Foreign Policy magazine named Greenwald one of the top 100 Global Thinkers for 2013. He was the debut winner, along with "Democracy Now's" Amy Goodman, of the Park Center I.F. Stone Award for Independent Journalism in 2008, and also received the 2010 Online Journalism Award for his investigative work breaking the story of the abusive detention conditions of Chelsea Manning.


For his 2013 NSA reporting, working with his source Edward Snowden, he received the George Polk Award for National Security Reporting; the Gannett Foundation Award for investigative journalism and the Gannett Foundation Watchdog Journalism Award; the Esso Premio for Excellence in Investigative Reporting in Brazil (he was the first non-Brazilian to win); and the Electronic Frontier Foundation's Pioneer Award. The NSA reporting he led for The Guardian was also awarded the 2014 Pulitzer Prize for Public Service. A film about the work Greenwald and filmmaker Laura Poitras did with Snowden to report the NSA archive, "CitizenFour," directed by Poitras, was awarded the 2015 Academy Award for Best Documentary.

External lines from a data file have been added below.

PR #16488, opened 2020-02-03
trying to fix handling file storages with extremely long lines

### LINKED ISSUE #11061: Large JSON can't be loaded while smaller ones can
- OpenCV => :grey_question: 3.4.1-dev
- Operating System / Platform => :grey_question: Ubuntu16.04.4lts
- Compiler => :grey_question: g++ 5.4.0

##### Detailed description

# The FileStorage could not handle large JSON file. 

OpenCV(3.4.1-dev) Error: Parsing error (../models/svm_0.json(0): Unexpected character) in icvJSONParseSeq, file /home/king-kong/my-repo/action_detect/opencv/modules/core/src/persistence_json.cpp, line 460
error: OpenCV(3.4.1-dev) /home/king-kong/my-repo/action_detect/opencv/modules/core/src/persistence_json.cpp:460: error: (-212) Parsing error: ../models/svm_0.json(0): Unexpected character in function icvJSONParseSeq

OpenCV(3.4.1-dev) Error: Unknown error code -49 (Input file is empty) in cvOpenFileStorage, file /home/king-kong/my-repo/action_detect/opencv/modules/core/src/persistence_c.cpp, line 384
error: OpenCV(3.4.1-dev) /home/king-kong/my-repo/action_detect/opencv/modules/core/src/persistence_c.cpp:384: error: (-49) Unknown error code -49: Input file is empty in function cvOpenFileStorage

And Interestingly, after I split the json file into smaller pieces, the FileStorage is able to handle the json file. 

##### Steps to reproduce

I have the json file and the code here, https://github.com/326623/test/tree/3884c5cd0231abbdc953d10361a0453f4ab4b8f2

Thanks in adanced!

vpisarev:
resolves #11061

### DIFF
--- a/modules/core/src/persistence.cpp
+++ b/modules/core/src/persistence.cpp
@@ -606,12 +606,11 @@ public:
                     int last_occurrence = -1;
                     xml_buf_size = MIN(xml_buf_size, int(file_size));
                     fseek( file, -xml_buf_size, SEEK_END );
-                    std::vector<char> xml_buf_(xml_buf_size+2);
                     // find the last occurrence of </opencv_storage>
                     for(;;)
                     {
                         int line_offset = (int)ftell( file );
-                        const char* ptr0 = this->gets(&xml_buf_[0], xml_buf_size );
+                        const char* ptr0 = this->gets(xml_buf_size);
                         const char* ptr = NULL;
                         if( !ptr0 )
                             break;
@@ -693,8 +692,8 @@ public:
         }
         else
         {
-            const size_t buf_size0 = 1 << 20;
-            size_t buf_size = buf_size0;
+            const size_t buf_size0 = 1 << 15;
+            buffer.resize(buf_size0);
             if( mem_mode )
             {
                 strbuf = (char*)filename_or_buf;
@@ -704,8 +703,7 @@ public:
             const char* yaml_signature = "%YAML";
             const char* json_signature = "{";
             const char* xml_signature  = "<?xml";
-            char buf[16];
-            this->gets( buf, sizeof(buf)-2 );
+            char* buf = this->gets(16);
             char* bufPtr = cv_skip_BOM(buf);
             size_t bufOffset = bufPtr - buf;
 
@@ -720,23 +718,8 @@ public:
             else
                 CV_Error(CV_BADARG_ERR, "Unsupported file storage format");
 
-            if( !isGZ )
-            {
-                if( !mem_mode )
-                {
-                    fseek( file, 0, SEEK_END );
-                    buf_size = ftell( file );
-                }
-                else
-                    buf_size = strbufsize;
-                buf_size = MIN( buf_size, buf_size0 );
-                buf_size = MAX( buf_size, (size_t)(CV_FS_MAX_LEN*6 + 1024) );
-            }
             rewind();
             strbufpos = bufOffset;
-
-            buffer.reserve(buf_size + 256);
-            buffer.resize(buf_size);
             bufofs = 0;
 
             try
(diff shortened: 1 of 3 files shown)


modules/core/src/persistence.cpp
```diff
@@ -809,56 +792,70 @@ class FileStorage::Impl : public FileStorage_API
...
         {
-            char* ptr = gzgets( gzfile, str, maxCount );
-            if (ptr && maxCount > 256 && !(flags & cv::FileStorage::BASE64))
-            {
-                size_t sz = strnlen(ptr, maxCount);
-                CV_Assert(sz < (size_t)(maxCount - 1) && "OpenCV persistence doesn't support very long lines");
-            }
-            return ptr;
+            int count = (int)std::min(buffer.size() - ofs - 16, maxCount);
+            char* ptr = getsFromFile( &buffer[ofs], count+1 );
```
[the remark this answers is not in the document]
vpisarev: fgets() requires "count+1", because it adds '\0' in the end. but sometimes we need to add '\n' to the end of line. so we might need at least count + 2. "+16" has been added just in case, it's definitely sufficient

modules/core/src/persistence.cpp
```diff
@@ -809,56 +792,70 @@ class FileStorage::Impl : public FileStorage_API
...
+            ofs += delta;
+            maxCount -= delta;
+            if( ptr[delta-1] == '\n' || maxCount == 0 )
+                break;
+            if( delta == count )
+                buffer.resize((size_t)(buffer.size()*1.5));
         }
-#endif
-        CV_Error(CV_StsError, "The storage is not opened");
+        return ofs > 0 ? &buffer[0] : 0;
```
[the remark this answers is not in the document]
vpisarev: yes. I'm sure. when ".gets()" is called by the XML/YAML/JSON parser, it returns the pointer to the read line. The parsers process the line and then call ".gets()" another time to get the next line and so on. Of course, they do not store pointers to the middle of the previously read line, because they consume all the content. ".resize()" can be safely called inside ".gets()".

vpisarev:
@alalek, the idea is obvious, and the patch is not that big. persistence functions are tested extensively by the test system itself. I suggest to integrate the patch now. 99% sure that it works correctly. If we find any problems with it, with can always revert the patch, because it's very local, touches just one file (+ adds the test that can be disabled).

modules/core/src/persistence_json.cpp
```diff
@@ -858,8 +858,6 @@ class JSONParser : public FileStorageParser
             CV_PARSE_ERROR_CPP( "left-brace of top level is missing" );
         }
 
-        if( !ptr || !*ptr )
-            CV_PARSE_ERROR_CPP( "Unexpected End-Of-File" );
```
alalek: I believe `ptr` should be reassigned above instead:
```
ptr = parseMap(ptr, ...);
...
ptr = parseSeq(ptr, ...);
```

In 2019, he received the Special Prize from the Vladimir Herzog Institute for his reporting on the Bolsonaro government and pervasive corruption inside the prosecutorial task force that led to the imprisonment of former Brazilian President Lula da Silva. The award is named after the Jewish immigrant journalist who was murdered during an interrogation by the Brazilian military dictatorship in 1977. Several months after the reporting began, Lula was ordered released by the Brazilian Supreme Court, and the former President credited the expose's for his liberty. In early 2020, Brazilian prosecutors sought to prosecute Greenwald in connection with the reporting, but the charges were dismissed due to a Supreme Court ruling, based on the Constitutional right of a free press, that barred the Bolsonaro government from making good on its threats to retaliate against Greenwald.

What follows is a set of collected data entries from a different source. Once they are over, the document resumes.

PR #16491, opened 2020-02-03
fixed issue with Mat reshape in decodeMulti()

rayonnant14:
solved problem with incorrect processing of transformation points in method QRCodeDetector::decodeMulti()

relates #15338

### DIFF
--- a/modules/objdetect/test/test_qrcode.cpp
+++ b/modules/objdetect/test/test_qrcode.cpp
@@ -485,8 +485,11 @@ TEST(Objdetect_QRCode_decodeMulti, decode_regression_16491)
 {
 #ifdef HAVE_QUIRC
     Mat zero_image = Mat::zeros(256, 256, CV_8UC1);
-    std::vector<Point> vec_corners{Point(16, 16), Point(128, 16), Point(128, 128), Point(16, 128),
-                                   Point(16, 16), Point(128, 16), Point(128, 128), Point(16, 128)};
+    Point corners_[] = {Point(16, 16), Point(128, 16), Point(128, 128), Point(16, 128),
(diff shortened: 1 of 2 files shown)


asmorkalov:
@rayonnant14 Could you add a test for the resolved bug?

alalek:
Add simple "bad" test (~10 lines): `TEST(Objdetect_QRCode_Multi, decode_regression_16491)`
Use `EXPECT_NO_THROW(qrcode.decodeMulti(...));` as check.
Don't load any images. Don't check accuracy.
Hardcode points. Use zero input image if possible.

modules/objdetect/test/test_qrcode.cpp
```diff
@@ -481,6 +481,23 @@ INSTANTIATE_TEST_CASE_P(/**/, Objdetect_QRCode_Close, testing::ValuesIn(qrcode_i
 INSTANTIATE_TEST_CASE_P(/**/, Objdetect_QRCode_Monitor, testing::ValuesIn(qrcode_images_monitor));
 INSTANTIATE_TEST_CASE_P(/**/, Objdetect_QRCode_Multi, testing::ValuesIn(qrcode_images_multiple));
 
+TEST(Objdetect_QRCode_decodeMulti, decode_regression_16491)
+{
+#ifdef HAVE_QUIRC
+    Mat zero_image = Mat::zeros(256, 256, CV_8UC1);
+    std::vector<Point> vec_corners{Point(16, 16), Point(128, 16), Point(128, 128), Point(16, 128),
+                                   Point(16, 16), Point(128, 16), Point(128, 128), Point(16, 128)};
```
alalek: C++11 is not allowed in OpenCV tests on 3.4 branch by default.
Please use `Points corners_[] = {...};` array + `vector::assign()`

After working as a journalist at Salon and The Guardian, Greenwald co-founded The Intercept in 2013 along with Poitras and journalist Jeremy Scahill, and co-founded The Intercept Brasil in 2016. He resigned fromThe Intercept in October, 2020, to return to independent journalism.


Greenwald lives in Rio de Janeiro, Brazil with his husband, Congressman David Miranda, their two children, and 26 rescue dogs. In 2017, Greenwald and Miranda created an animal shelter in Brazil supported in part through public donations designed to employ and help exit the streets homeless people who live on the streets with their pets.